In our previous installment we flashed the ECU of our Audi TTS with that old APR magic to Stage 1. We also became the first mag-ride equipped Audi in North America to utilize the new KW Suspension “Elektronics kit”, defeating the CEL’s that usually go along with that while creating a beautifully handling and properly stance’d MK2 TT. This time around, it was time to go one step, or rather two stages, ahead with the first APR Stage 3 build on a North American TTS.

Before I even get into the story here, APR is to be thanked for their cooperation in backing this installment. Due to their great attitude towards Project TTS/SF we were able to use this car to aid APR in the development of their Stage 3 setup for the 265hp 2.0T FSI. This in turn has pushed the car’s numbers to very near the goal that we were originally planned when this whole series began.

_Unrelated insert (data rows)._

Issue #14629, opened 2024-04-24
Wrong DisplayVersion registry key written in Windows 11


jonathan-b-wiebe:
### Steps to reproduce

1. Open a terminal and install vim using the command 'winget install vim.vim'. As of today Vim 9.1.0312_x64.exe is downloaded and installed.
2. Type the command 'winget upgrade'. The results will show that version 9.1.0 is installed and 9.1.0312 is available.
3. Open vim. This will show that installed version is indeed 9.1.0312.
4. Open the registry editor and go to the key: Computer\HKEY_LOCAL_MACHINE\SOFTWARE\Microsoft\Windows\CurrentVersion\Uninstall\Vim 9.1
5. Note that the DisplayVersion is set t0 9.1.0. This is also the source of the version shown in Settings -> Apps -> Installed Apps.
6. Manually installing the latest version from the vim-win32-installer site (9.1.0368) will update the registry key to 9.1.0000, which is still incorrect.

### Expected behaviour

1. Winget should show that version 9.1.0312 is installed and not show that an update is available.
2. Settings -> Apps -> Installed Apps should show version 9.1.312 is installed.
3. The registry key should be set to 9.1.0312.

### Version of Vim

9.1.0312

### Environment

Windows 11-23H2

chrisbra:
Isn't that a problem with winget then, if it works when manually installing?

jonathan-b-wiebe:
Manually installing the latest version from the vim-win32-installer site (9.1.0368) will update the registry key to 9.1.0000, which is still incorrect. The registry key should be set to 9.1.0312.

chrisbra:
I don't think this is true, here on my current system (Win10), it shows the correct version:
![grafik](https://github.com/vim/vim/assets/244927/20b17f15-28ca-4afb-872c-613a05b992ae)
![grafik](https://github.com/vim/vim/assets/244927/861b34e0-1358-405d-981e-a7e032e6d59d)

jonathan-b-wiebe:
I have re-installed using the same version you are running (9.1.0136) and it indeed works correctly.
I will uninstall and reinstall with newer versions to determine when this behavour started.
Thanks for your help!

jonathan-b-wiebe:
I can now confirm that this behaviour started somewhere between version 9.1.0282 and 9.1.0296. I cannot get move exact then this because these are two consecutive released on the vim-win32-installer site and I am not set up to compile vim in order to test the intermediate versions between these.
[...]

PR #14635, opened 2024-04-25
Correct version number in Windows Registry

RestorerZ:
Fixed display of version number with patch level in Windows register.
issue #14629  

Other:
changed contents of “Publisher” and “CompanyName” fields to “The Vim Project”
for uniformity.


chrisbra:
thanks!

PR #14646, opened 2024-04-26
runtime(jq): update tags for jq syntax

pheiduck:


chrisbra:
I thought I re-generated those tags, but apparently I forgot.  Thanks!

PR #14647, opened 2024-04-26
1-second delay after Test_BufEnter_botline()

zeertzjq:
Problem:  1-second delay after Test_BufEnter_botline().
Solution: Wipe the created buffers.


chrisbra:
thanks!

PR #14652, opened 2024-04-27
Count just enough lines for half page scrolling

### LINKED ISSUE #14650: High CPU usage on Fedora 40
### Steps to reproduce

1. Open one log file, here is an example of mine, the complete file size is about 250M
[log.txt](https://github.com/vim/vim/files/15136953/log.txt)
2. Press Ctrl-D to continue scrolling down.
3. CPU usage reaches 100%
Screenshot from 2024-04-27 11-02-12

flamegraph:
flamegraph

### Expected behaviour

CPU usage should be at a low level.

### Version of Vim

9.1.309

### Environment

OS: fedora 40
terminal: gnome-terminal-3.50.1-6.fc40.x86_64
$TERM: xterm-256color

### Logs and stack traces

_No response_

luukvbaal:
Problem:  Calculating line height for unnecessary amount of lines with
          half-page scrolling.
Solution: Replace "limit_winheight" argument with higher resolution
          "max" argument to which to limit the calculated line height
          in plines_m_win() to.

Fix #14650

### DIFF
--- a/src/drawscreen.c
+++ b/src/drawscreen.c
@@ -1781,7 +1781,7 @@ win_update(win_T *wp)
 	    if (j < wp->w_height - 2)		// not too far off
 	    {
 		i = plines_m_win(wp, wp->w_topline, wp->w_lines[0].wl_lnum - 1,
-									 TRUE);
+								wp->w_height);
 #ifdef FEAT_DIFF
 		// insert extra lines for previously invisible filler lines
 		if (wp->w_lines[0].wl_lnum != wp->w_topline)
--- a/src/misc1.c
+++ b/src/misc1.c
@@ -497,12 +497,17 @@ plines_win_col(win_T *wp, linenr_T lnum, long column)
     return lines;
 }
 
+/*
+ * Return number of window lines the physical line range from "first" until
+ * "last" will occupy in window "wp". Takes into account folding, 'wrap',
+ * topfill and filler lines beyond the end of the buffer. Limit to "max" lines.
+ */
     int
-plines_m_win(win_T *wp, linenr_T first, linenr_T last, int limit_winheight)
+plines_m_win(win_T *wp, linenr_T first, linenr_T last, int max)
 {
     int		count = 0;
 
-    while (first <= last && (!limit_winheight || count < wp->w_height))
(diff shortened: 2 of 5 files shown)


luukvbaal:
Could also (or instead of, but the "max" argument seems useful even for the other current `limit_winheight == FALSE` instances) add this cheap check that determines whether calling `plines_m_win()` is even necessary to begin with:
```diff
@@ -3219,7 +3219,8 @@ pagescroll(int dir, long count, int half)

        int curscount = count;
        // Adjust count so as to not reveal end of buffer lines.
-       if (dir == FORWARD)
+       if (dir == FORWARD
+                   && curwin->w_topline + count > buflen - curwin->w_height)
        {
            int n = plines_correct_topline(curwin, curwin->w_topline, FALSE);
            if (n - count < curwin->w_height && curwin->w_topline < buflen)
```

luukvbaal:
Could also add this cheap check that determines whether calling `plines_m_win()` is even necessary to begin with, although that only works if the window has no folds:
```diff
@@ -3219,7 +3219,8 @@ pagescroll(int dir, long count, int half)

        int curscount = count;
        // Adjust count so as to not reveal end of buffer lines.
-       if (dir == FORWARD)
+       if (dir == FORWARD
+                   && curwin->w_topline + count > buflen - curwin->w_height)
        {
            int n = plines_correct_topline(curwin, curwin->w_topline, FALSE);
            if (n - count < curwin->w_height && curwin->w_topline < buflen)
```
@@ -3219,7 +3219,8 @@ pagescroll(int dir, long count, int half)

        int curscount = count;
        // Adjust count so as to not reveal end of buffer lines.
-       if (dir == FORWARD)
+       if (dir == FORWARD && (hasAnyFolding(curwin)
+                   || curwin->w_topline + count >= buflen - curwin->w_height))
        {
            int n = plines_correct_topline(curwin, curwin->w_topline, FALSE);
            if (n - count < curwin->w_height && curwin->w_topline < buflen)

zhscn:
I just applied this PR and the CPU usage goes down to 3.5%. 👍

chrisbra:
thanks!

PR #14658, opened 2024-04-28
Update asm.vim

ghost:
E492: Not an editor command: indentexpr< indentkeys<


chrisbra:
weird, I though I fixed that previously. Thanks, obviously right.

PR #14659, opened 2024-04-28
runtime(java): Improve the recognition of the "indent" method declarations

zzzyxwvut:
There is a flaw in the current implementation that has been  
exacerbated around `v5.2`.  It lies in the recognition of all  
three indentation styles simultaneously: a tab, two space,  
and eight space character(s).  With it, it is not uncommon  
to misidentify various constructs as method declarations  
when they belong to two-space indented members and other  
blocks of a type and are offset at eight space characters or  
a tab from the start of the line.

For example,

```java
class Test
{
  static String hello() { return "hello"; }

  public static void main(String[] args)
  {
    try {
      if (args.length > 0) {
        // FIXME: eight spaces.
        System.out.println(args[0]);
      } else {
        // FIXME: a tab.
	System.out.println(hello());
      }
    } catch (Exception e) {
      throw new Error(e);
    }
  }
}
```

```vim
:let g:java_highlight_functions = 'indent'
:doautocmd Syntax
```

A better approach is to pick an only indentation style out  
of all supported styles (so either two spaces _or_ eight  
spaces _or_ a tab).  Note that tabs and spaces can still be  
mixed, only the leading tab or the leading run of spaces  
matters for the recognition.  And there is no reason to not  
complement the set of valid styles with any number of spaces  
from `1` to `8`, inclusively.

Please proceed with the necessary change as follows:

- rename from "indent" to "indent2" for a 2-space run;
- rename from "indent" to "indent8" for an 8-space run;
- continue to have "indent" for a tab run;
- define an "indent" variable with a suffix number denoting  
  the preferred amount of indentation for any other run of  
  spaces `[1-8]`.

As before, this alternative style of recognition of method  
declarations still does not prescribe naming conventions and  
still cannot recognise method declarations in nested types  
that are conventionally indented.

The proposed changes also follow suit of "style" in stopping  
the claiming of constructor and enum constant declarations.


chrisbra:
thanks, makes sense!

PR #15308, opened 2024-07-19
Remove old statically-linked executable notice

alyptik:
The -g compiler flag might have resulted in a statically-linked executable 20 years ago (the date this was added to the documentation,) but nowadays that is no longer true.

Remove incorrect section.


chrisbra:
thanks makes sense.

This installment started in March when I checked up on the APR website to see if they had added anything new for the TTS. On this particular day there was a new entry on the TTS page that said something to the effect of “New TTS Stage 3 kit coming soon”. I put an email in and was excited to hear back from APR’s Keith Lucas that they were actively seeking a TTS for research and development based on the success of their Stage 3 S3 for overseas markets. Obviously the S3’s 2.0T FSI engine is nearly identical to that of the TTS, so APR already had a fair amount of the work completed. I think they would have preferred to have an R&D car of their own, but the concept of a cross-country trip sounded like an unforgettable adventure. I offered to get myself, and the car out there to become the first official Stage 3 TTS in North America. APR Japan had apparently already put in a fair bit of the groundwork and had a TTS that was fitted with the Stage 3 S3 kit, but my car would be the first to have a fully engineered kit with remap compatible with North American cars.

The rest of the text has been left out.